Calculate the theoretical FRET efficiency trajectory in phasor space for the CFP FRET donor. The trajectory represents the path phasor coordinates follow as FRET efficiency increases from 0% (donor only) to 100% (complete energy transfer):

donor_real, donor_imag = 0.72, 0.45  # estimated pure CFP phasor coordinates
background_real, background_imag = 0.6, 0.41  # estimated background phasor

fret_efficiency_range = numpy.linspace(0.0, 1.0, 100)
donor_lifetime = phasor_to_normal_lifetime(donor_real, donor_imag, frequency)

fret_trajectory = phasor_from_fret_donor(
    frequency,
    donor_lifetime,
    fret_efficiency=fret_efficiency_range,
    donor_fretting=1.0,  # all donor molecules can undergo FRET
    donor_background=0.1,  # 10% background signal contribution
    background_real=background_real,
    background_imag=background_imag,
)

phasor_plot = PhasorPlot(
    frequency=frequency,
    xlim=(0.5, 1),
    ylim=(0.2, 0.6),
    title='FRET efficiency trajectory',
)
phasor_plot.hist2d(real, imag)
phasor_plot.line([donor_real, background_real], [donor_imag, background_imag])
phasor_plot.plot(
    donor_real,
    donor_imag,
    'o',
    color='tab:green',
    markeredgecolor='black',
    markersize=10,
    zorder=10,
    label='Donor only',
)
phasor_plot.plot(
    background_real,
    background_imag,
    'o',
    color='black',
    markersize=10,
    zorder=10,
    label='Background',
)
phasor_plot.plot(
    *fret_trajectory,
    '-',
    color='tab:orange',
    linewidth=4,
    alpha=0.8,
    label='FRET trajectory',
)
phasor_plot.show()

Estimate FRET efficiency

Estimate FRET efficiencies for each pixel in the image by finding the nearest point on the FRET efficiency trajectory to each measured phasor coordinate:

fret_efficiencies = phasor_nearest_neighbor(
    real,
    imag,
    *fret_trajectory,
    values=fret_efficiency_range,
    dtype=real.dtype,
    num_threads=4,  # use multiple threads for faster computation
)

Visualize the spatial distribution of FRET efficiencies:

plot_image(fret_efficiencies, title='Estimated FRET efficiency')

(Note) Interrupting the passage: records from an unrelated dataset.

PR #2244, opened 2024-02-05
Update table creation on schema migration

bz888:
# Description
Schema migraiton should be an autonomous action that should be in one transaction
Hence, we can not use sequelize.sync(), as if migration were to fail, table creation would still be executed 

Tests on
- Cyclic schema
- Historical (complex schema, multiple relationals)
- Non-historical (complex schema, multiple relationals)
- QueryGenerators

## Type of change

## Checklist

- [x] I have tested locally

### DIFF
--- a/packages/node-core/src/indexer/store.service.ts
+++ b/packages/node-core/src/indexer/store.service.ts
@@ -45,15 +45,13 @@ import {
   createUniqueIndexQuery,
   dropNotifyFunction,
   dropNotifyTrigger,
-  generateCreateIndexStatement,
-  generateCreateTableStatement,
+  generateOrderedStatements,
   getExistedIndexesQuery,
   getFkConstraint,
   getTriggers,
   modelsTypeToModelAttributes,
   SmartTags,
   smartTags,
-  sortModels,
   syncEnums,
   updateIndexesName,
 } from '../utils';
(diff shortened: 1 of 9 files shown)


packages/node-core/src/indexer/store.service.ts
```diff
@@ -352,7 +358,44 @@ export class StoreService {
...
+      sortedModels.reverse().forEach((model: ModelStatic<any>) => {
+        const tableQuery = generateCreateTableStatement(model, schema);
+        mainQueries.push(tableQuery);
+
+        if (model.options.indexes) {
+          const indexQuery = generateCreateIndexStatement(model.options.indexes, schema, model.tableName);
+          mainQueries.push(...indexQuery);
+        }
+      });
+    }
```
stwiname, line 384: I think this can be moved into a function

packages/node-core/src/utils/sync-helper.spec.ts
```diff
@@ -0,0 +1,283 @@
...
+          onUpdate: 'CASCADE',
+        },
+      } as any;
+    });
+
+    const v = addForeignKeyStatement(mockModel);
+    expect(v[0]).toBe(
+      `ALTER TABLE "test"."test-table"
+      ADD FOREIGN KEY (transfer_id_id) 
+      REFERENCES "test"."transfers" (id) ON DELETE NO ACTION ON UPDATE CASCADE;`
```
stwiname, line 231: Id should be escaped
```suggestion
      REFERENCES "test"."transfers" ("id") ON DELETE NO ACTION ON UPDATE CASCADE;`
```

packages/node-core/src/utils/sync-helper.ts
```diff
@@ -395,3 +401,122 @@ export function addRelationToMap(
...
+
+  const primaryKeyDefinition = `, PRIMARY KEY (${primaryKeyColumns.join(', ')})`;
+
+  const tableQuery = `
+    CREATE TABLE IF NOT EXISTS "${schema}"."${tableName}" (
+      ${columnDefinitions.join(',\n      ')}${primaryKeyDefinition}
+    );
+  `;
+
+  return tableQuery.concat(`\n${comments.join('\n')}`).trim();
```
stwiname, line 443: I think it would be better to return an array of queries

packages/node-core/src/indexer/store.service.ts
stwiname: Shouldn't migrations use this too?

bz888:
Closing this pr in favour of #2251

Visualize the distribution of FRET efficiencies as a histogram:

plot_histograms(
    fret_efficiencies * 100,  # convert to percentage
    range=(0, 35),
    bins=35,
    xlabel='FRET efficiency (%)',
    ylabel='Counts',
    title='FRET efficiency histogram',
)

Conclusions

The FRET efficiency image shows spatial heterogeneity in donor-acceptor interactions across the sample. Higher FRET efficiencies (warmer colors) indicate closer proximity between CFP and YFP molecules, suggesting successful FRET pair formation. Lower efficiencies (cooler colors) may represent cells expressing primarily CFP donor without acceptor, or regions where CFP and YFP are too far apart for efficient energy transfer. The histogram reveals the distribution of FRET states in the population.